> Assignment:
Below is a listing; return it in full, exactly as it appears.

> Entries supplied:

PR #148, opened 2017-09-05
Policy related changed for DispVM

marmarek:

Fixes QubesOS/qubes-issues#3048
Fixes QubesOS/qubes-issues#3047
Fixes QubesOS/qubes-issues#3057

### DIFF
--- a/qubespolicy/__init__.py
+++ b/qubespolicy/__init__.py
@@ -196,7 +196,9 @@ class PolicyRule(object):
 
         if self.override_target is not None:
             if self.override_target.startswith('$') and \
-                    not self.override_target.startswith('$dispvm') and \
+                    (not self.override_target.startswith('$dispvm') or
+                    self.override_target.startswith('$dispvm:$tag:') or
+                    self.override_target.startswith('$tag:')) and \
                     self.override_target != '$adminvm':
                 raise PolicySyntaxError(filename, lineno,
                     'target= option needs to name specific target')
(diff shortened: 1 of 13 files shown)


marmarek:
@woju ping?

woju:
Still working on it. Since this added more code paths, I felt that this was too much and I've written an exhaustive fuzzer for qubespolicy.

qubespolicy/__init__.py
```diff
@@ -196,7 +196,9 @@ def __init__(self, line, filename=None, lineno=None):
 
         if self.override_target is not None:
             if self.override_target.startswith('$') and \
-                    not self.override_target.startswith('$dispvm') and \
+                    (not self.override_target.startswith('$dispvm') or
+                    self.override_target.startswith('$dispvm:$tag:') or
+                    self.override_target.startswith('$tag:')) and \
```
woju: I really don't like this condition and I had to write down flow diagram to understand this.

Checking for `'$tag:'` is unneccessary, since if it doesn't start with `'$dispvm'`, it won't even evaluate third `or` expression.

> Exercise answer:
PR #148, opened 2017-09-05
Policy related changed for DispVM

marmarek:

Fixes QubesOS/qubes-issues#3048
Fixes QubesOS/qubes-issues#3047
Fixes QubesOS/qubes-issues#3057

### DIFF
--- a/qubespolicy/__init__.py
+++ b/qubespolicy/__init__.py
@@ -196,7 +196,9 @@ class PolicyRule(object):
 
         if self.override_target is not None:
             if self.override_target.startswith('$') and \
-                    not self.override_target.startswith('$dispvm') and \
+                    (not self.override_target.startswith('$dispvm') or
+                    self.override_target.startswith('$dispvm:$tag:') or
+                    self.override_target.startswith('$tag:')) and \
                     self.override_target != '$adminvm':
                 raise PolicySyntaxError(filename, lineno,
                     'target= option needs to name specific target')
(diff shortened: 1 of 13 files shown)


marmarek:
@woju ping?

woju:
Still working on it. Since this added more code paths, I felt that this was too much and I've written an exhaustive fuzzer for qubespolicy.

qubespolicy/__init__.py
```diff
@@ -196,7 +196,9 @@ def __init__(self, line, filename=None, lineno=None):
 
         if self.override_target is not None:
             if self.override_target.startswith('$') and \
-                    not self.override_target.startswith('$dispvm') and \
+                    (not self.override_target.startswith('$dispvm') or
+                    self.override_target.startswith('$dispvm:$tag:') or
+                    self.override_target.startswith('$tag:')) and \
```
woju: I really don't like this condition and I had to write down flow diagram to understand this.

Checking for `'$tag:'` is unneccessary, since if it doesn't start with `'$dispvm'`, it won't even evaluate third `or` expression.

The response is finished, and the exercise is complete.